Sir John Gonson (died 1765) was an English judge for nearly 50 years in the early 18th century, serving as a Justice of the Peace and Chairman of the Quarter Sessions for the City of Westminster. Gonson was a supporter of the Society for the Reformation of Manners, and was noted for his enthusiasm for raiding brothels and for passing harsh sentences.

Gonson appears in contemporary court reports and newspaper articles, but is best known for having been depicted twice in A Harlot's Progress, William Hogarth's series of paintings from 1731 and subsequent engravings from 1732. Gonson first appears in plate 3, leading three armed bailiffs into the boudoir of the protagonist, Moll Hackabout. The character of Moll is based on a real-life prostitute, Kate Hackabout, who was apprehended by Gonson in 1730 and sentenced to hard labour for keeping a disorderly house. Gonson appears again in plate 4, shown hanging from the gallows in graffiti, while Moll beats hemp in Bridewell Prison.

Gonson was mentioned twice in Satire IV of Alexander Pope's Satires of John Donne, in Essay on Man, mentioning "the storm of Gonson's lungs" and "Peace, fools, or Gonson will for Papists seize you, If once he catch you at your Jesu! Jesu!". He has been called the scourge of Gin Lane or of Drury Lane, and wrote, in 1728,

In hot Tempers, it lets loose the Tongue to all the Indecencies and Rudeness of the most provoking Language, as well as the most hellish Oaths and Curses, and is frequently followed by Quarrels and Fightings, and sometimes has been the Cause of Murder.

Gonson not only used the rod of the law to fight what he saw as the evils of immorality in London.

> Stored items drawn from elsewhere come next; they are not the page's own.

PR #3969, opened 2026-08-17
fix(maintnotifications): skip endpoint DNS detect when mode is disabled

Phalanyx:
## Summary

This is especially costly for cluster clients, which run Options.init once per node, so detect latency scales with cluster size.

`Options.init` always runs `DetectEndpointType` when `EndpointType` is empty or `auto`. That does a synchronous DNS lookup (`LookupIPAddr`, bounded at 2s) to classify internal vs external endpoints for `CLIENT MAINT_NOTIFICATIONS`.

`EndpointType` is only used when maintenance notifications are enabled (see `initConn`). When `Mode` is `disabled`, the value is never read, but every `NewClient` still paid for detection. Cluster clients construct options once per node, so a slow or broken resolver can stall startup by many seconds (N nodes × detect timeout).

Manager construction and the maint handshake are already skipped when mode is disabled. This change only skips the unused DNS-backed auto-detection in `Options.init`.

## Change

- If `MaintNotificationsConfig.Mode == ModeDisabled`, do not call `DetectEndpointType`; leave `EndpointType` unchanged.
- If mode is `enabled` / `auto`, keep existing behavior (detect when type is empty/`auto`).

## Test plan

- [x] `go test ./ -run 'TestOptionsInitSkipsEndpointDetectWhenMaintDisabled|TestNewClientSkipsEndpointDetectWhenMaintDisabled'`
- [ ] CI

## Notes / follow-up

Default config is still `ModeAuto` + `EndpointTypeAuto`, so callers that never set `MaintNotificationsConfig` still run detection. A possible follow-up is lazy detection at handshake time so `Options.init` never does DNS. However, the first operation could cause a timeout in this case.

---

> [!NOTE]
> **Low Risk**
> Narrow guard on disabled maint mode only; enabled/auto paths unchanged and covered by new tests.
> 
> **Overview**
> **`Options.init` no longer runs DNS-backed `DetectEndpointType` when maintenance notifications are disabled**, so client construction avoids synchronous resolver work that was unused because `EndpointType` is only consumed when maint mode is enabled.
> 
> When `MaintNotificationsConfig.Mode` is `enabled` or `auto`, behavior is unchanged: empty or `auto` `EndpointType` still triggers detection; an explicit type is left as-is. Tests assert that disabled mode keeps `EndpointTypeAuto` on an unresolvable address (proving detection was skipped) and that `NewClient` behaves the same.
> 
> <sup>Reviewed by [Cursor Bugbot](https://cursor.com/bugbot) for commit dc446b8633ccfa9784573f60eb85d445fab54bdc. Bugbot is set up for automated code reviews on this repo. Configure [here](https://www.cursor.com/dashboard/bugbot).</sup>

### DIFF
--- a/options.go
+++ b/options.go
@@ -574,13 +574,17 @@ func (opt *Options) init() {
 
 	opt.MaintNotificationsConfig = opt.MaintNotificationsConfig.ApplyDefaultsWithPoolConfig(opt.PoolSize, opt.MaxActiveConns)
 
-	// auto-detect endpoint type if not specified
-	endpointType := opt.MaintNotificationsConfig.EndpointType
-	if endpointType == "" || endpointType == maintnotifications.EndpointTypeAuto {
-		// Auto-detect endpoint type if not specified
-		endpointType = maintnotifications.DetectEndpointType(opt.Addr, opt.TLSConfig != nil)
+	// EndpointType is only consumed when sending CLIENT MAINT_NOTIFICATIONS.
+	// Skip DNS-backed auto-detection when maintenance notifications are disabled
+	// so client construction cannot stall on resolver timeouts. This is especially
+	// costly for cluster clients, which construct Options once per node.
+	if opt.MaintNotificationsConfig.Mode != maintnotifications.ModeDisabled {
+		endpointType := opt.MaintNotificationsConfig.EndpointType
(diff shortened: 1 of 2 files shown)


ndyakov (approved):
Thank you @Phalanyx, this makes complete sense.

PR #3972, opened 2026-08-18
perf(proto): add zero-copy semantics to scan, remove redundant data c…

vlady-kotsev:
## Summary

`ScanSlice` (and `StringCmd.Scan`) copied every input string into a fresh
`[]byte` before handing it to `proto.Scan`, and `makeSliceNextElemFunc`
allocated a new slice header via `v.Set(v.Slice(...))` for every element. That
cost 2 heap allocations per element on every path, even for destinations that
only parse the bytes (`*int64`, `*float64`, `*string`, `*time.Time`, …).

This PR moves the copy to where it is actually needed:

- Callers now pass the input zero-copy via `util.StringToBytes`.
- The `Scan` branches where `b` escapes — `*[]byte`, `*net.IP`, and
  `encoding.BinaryUnmarshaler` — copy at the point of escape, so no caller ever
  receives (or hands user code) bytes aliasing a string's backing array.
- `makeSliceNextElemFunc` extends the destination in place with
  `reflect.Value.Grow`/`SetLen` instead of allocating a slice header per
  element, and the pointer/non-pointer variants are collapsed into one helper.

Net effect: parsing destinations are now allocation-free per element, escaping
destinations pay exactly the one copy they always needed, and existing
semantics are preserved and now pinned by tests.

## Safety notes

- `*string` aliases the input string's bytes (string → string, both
  immutable) — safe and copy-free.
- `*[]byte` / `*net.IP` copy, since the caller receives a mutable slice.
- `encoding.BinaryUnmarshaler` receives a private copy, so implementations
  that mutate or retain their input keep working exactly as before.
- New specs assert the no-aliasing guarantees (mutating results does not
  affect source strings), empty-input semantics, in-place capacity reuse, and
  pointer-element recycling.

Also includes mechanical modernization in `internal/proto`:
`interface{}` → `any`, `reflect.Ptr` → `reflect.Pointer` and
direct `strconv.ParseInt`/`ParseUint` calls in `ReadInt`/`ReadUint` (dropping
a pointless string → `[]byte` round-trip).

## Benchmarks

`go test ./internal/proto/ -bench BenchmarkScanSlice` — linux/amd64,
Intel Core Ultra 7 155U. 1024 elements per op; destinations are reset to zero
length between iterations (except the `Grow` benchmarks, which start from a
nil slice).

| Benchmark | old ns/op | new ns/op | Δ speed | old allocs/op | new allocs/op |
|---|---:|---:|---:|---:|---:|
| ScanSliceString/size=8 | 58,676 | 14,189 | 4.1× | 2,049 | 1 |
| ScanSliceString/size=64 | 76,157 | 14,139 | 5.4× | 2,049 | 1 |
| ScanSliceString/size=512 | 174,061 | 14,303 | 12.2× | 2,049 | 1 |
| ScanSliceBytes/size=8 | 59,903 | 24,928 | 2.4× | 2,049 | 1,025 |
| ScanSliceBytes/size=64 | 75,273 | 38,506 | 2.0× | 2,049 | 1,025 |
| ScanSliceBytes/size=512 | 177,868 | 144,223 | 1.2× | 2,049 | 1,025 |
| ScanSliceInt64 | 78,344 | 29,451 | 2.7× | 2,049 | 1 |
| ScanSliceFloat64 | 97,469 | 42,548 | 2.3× | 2,049 | 1 |
| ScanSliceIP | 59,449 | 22,681 | 2.6× | 2,049 | 1,025 |
| ScanSliceBinaryUnmarshaler | 599,576 | 556,226 | 1.1× | 7,169 | 6,145 |
| ScanSlicePtr | 602,739 | 554,816 | 1.1× | 7,169 | 6,146 |
| ScanSlicePtrGrow | 668,708 | 602,002 | 1.1× | 8,206 | 7,183 |
| ScanSliceGrow | 86,760 | 31,044 | 2.8× | 2,062 | 14 |

Highlights:

- Parsing paths drop from 2 allocs/element to **1 alloc per entire scan**; the
  string path is now flat across element sizes (zero-copy) and up to 12×
  faster.
- Escaping paths (`*[]byte`, `*net.IP`) halve their allocations — the
  per-element reflect slice-header allocation is gone; only the mandatory
  copy remains.

---

> [!NOTE]
> **Medium Risk**
> Touches core reply-scanning paths used by many commands; behavior is intended to stay the same but relies on careful copy-vs-alias rules and new test coverage rather than a trivial change.
> 
> **Overview**
> **Performance-focused changes** to how Redis string replies are scanned into Go values. `ScanSlice` and `StringCmd.Scan` now pass input into `proto.Scan` via `util.StringToBytes` instead of allocating a `[]byte` per element, and `makeSliceNextElemFunc` grows destination slices in place with `reflect.Value.Grow`/`SetLen` rather than a new slice header per element.
> 
> **Safety is preserved** by copying only where the scanned bytes escape the caller: `*[]byte`, `*net.IP`, and `encoding.BinaryUnmarshaler` each get a private `make`+`copy`. `ReadInt`/`ReadUint` in `internal/proto/reader.go` parse string bulk replies with `strconv` directly (no string→`[]byte` round-trip). Types are modernized (`any`, `reflect.Pointer`).
> 
> **Tests and benchmarks** in `internal/proto/scan_test.go` lock in non-aliasing, empty-slice semantics, capacity reuse, and pointer recycling.
> 
> **CI**: `govulncheck` runs on PRs to `vkotsev/**` and uses Go `stable` instead of `1.26.x`.
> 
> <sup>Reviewed by [Cursor Bugbot](https://cursor.com/bugbot) for commit 6b3c2d5f64aea42d04cadb02000fc32052ce52c8. Bugbot is set up for automated code reviews on this repo. Configure [here](https://www.cursor.com/dashboard/bugbot).</sup>

### DIFF
--- a/.github/workflows/govulncheck.yml
+++ b/.github/workflows/govulncheck.yml
@@ -29,12 +29,11 @@ jobs:
       - name: Set up Go
         uses: actions/setup-go@v7
         with:
-          go-version: "1.26.x"
-          check-latest: true
+          go-version: "stable"
           cache: true
 
       - name: Install govulncheck
-        run: go install golang.org/x/vuln/cmd/govulncheck@latest
+        run: go install golang.org/x/vuln/cmd/govulncheck@v1.2.0
 
       - name: Run govulncheck (all modules)
         shell: bash
--- a/.github/workflows/govulncheck.yml
+++ b/.github/workflows/govulncheck.yml
@@ -3,7 +3,7 @@ name: govulncheck
 
 on:
   pull_request:
-    branches: [master, v9, v9.7, v9.8, "ndyakov/**", "ofekshenawa/**", "ce/**", "feature/**"]
+    branches: [master, v9, v9.7, v9.8, "ndyakov/**", "ofekshenawa/**","vkotsev/**", "ce/**", "feature/**"]
   push:
     branches: [master, v9, "v9.*"]
   schedule:
@@ -33,7 +33,7 @@ jobs:
           cache: true
 
       - name: Install govulncheck
-        run: go install golang.org/x/vuln/cmd/govulncheck@v1.2.0
+        run: go install golang.org/x/vuln/cmd/govulncheck@latest
 
       - name: Run govulncheck (all modules)
         shell: bash
--- a/.github/workflows/govulncheck.yml
+++ b/.github/workflows/govulncheck.yml
@@ -30,6 +30,7 @@ jobs:
         uses: actions/setup-go@v7
         with:
           go-version: "1.26.x"
+          check-latest: true
           cache: true
 
       - name: Install govulncheck
--- a/command.go
+++ b/command.go
@@ -1875,7 +1875,7 @@ func (cmd *StringCmd) Scan(val interface{}) error {
 	if cmd.err != nil {
 		return cmd.err
 	}
-	return proto.Scan([]byte(cmd.val), val)
+	return proto.Scan(util.StringToBytes(cmd.val), val)
 }
 
 func (cmd *StringCmd) String() string {
--- a/internal/proto/reader.go
+++ b/internal/proto/reader.go
@@ -502,7 +502,7 @@ func (r *Reader) ReadInt() (int64, error) {
 		if err != nil {
 			return 0, err
 		}
-		return util.ParseInt([]byte(s), 10, 64)
+		return strconv.ParseInt(s, 10, 64)
 	case RespBigInt:
 		b, err := r.readBigInt(line)
 		if err != nil {
@@ -529,7 +529,7 @@ func (r *Reader) ReadUint() (uint64, error) {
 		if err != nil {
 			return 0, err
 		}
-		return util.ParseUint([]byte(s), 10, 64)
+		return strconv.ParseUint(s, 10, 64)
 	case RespBigInt:
 		b, err := r.readBigInt(line)
 		if err != nil {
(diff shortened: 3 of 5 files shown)


.github/workflows/govulncheck.yml
```diff
@@ -3,7 +3,7 @@ name: govulncheck
 
 on:
   pull_request:
-    branches: [master, v9, v9.7, v9.8, "ndyakov/**", "ofekshenawa/**", "ce/**", "feature/**"]
+    branches: [master, v9, v9.7, v9.8, "ndyakov/**", "ofekshenawa/**","vkotsev/**", "ce/**", "feature/**"]
   push:
```
ndyakov, line 7: 👍

.github/workflows/govulncheck.yml
```diff
@@ -30,10 +30,11 @@ jobs:
         uses: actions/setup-go@v7
         with:
           go-version: "1.26.x"
```
ndyakov:
```suggestion
          go-version: "stable"
```

.github/workflows/govulncheck.yml
```diff
@@ -30,10 +30,11 @@ jobs:
...
+          check-latest: true
           cache: true
 
       - name: Install govulncheck
-        run: go install golang.org/x/vuln/cmd/govulncheck@v1.2.0
+        run: go install golang.org/x/vuln/cmd/govulncheck@latest
```
ndyakov: Here it is better to keep the pinned version in the case of a major release with breaking changes.

ndyakov (commented):
Partial review for the workflow fix.

ndyakov (approved):
Nice findings, thank you @vlady-kotsev and congratulation on your first contribution 🎉!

He is listed as a founding governor of the Foundling Hospital in that charity's royal charter of 1739. The first effort of its kind in the country, the Foundling Hospital was a home for abandoned children, many of them children of prostitutes. Hogarth was also a governor of the Foundling Hospital from its foundation.

Contemporary newspapers regularly reported his Westminster prosecutions under the “gin” laws: the Weekly News and Register covered Gonson’s cases on 3 July 1729, 4 September 1730, and 30 January 1731.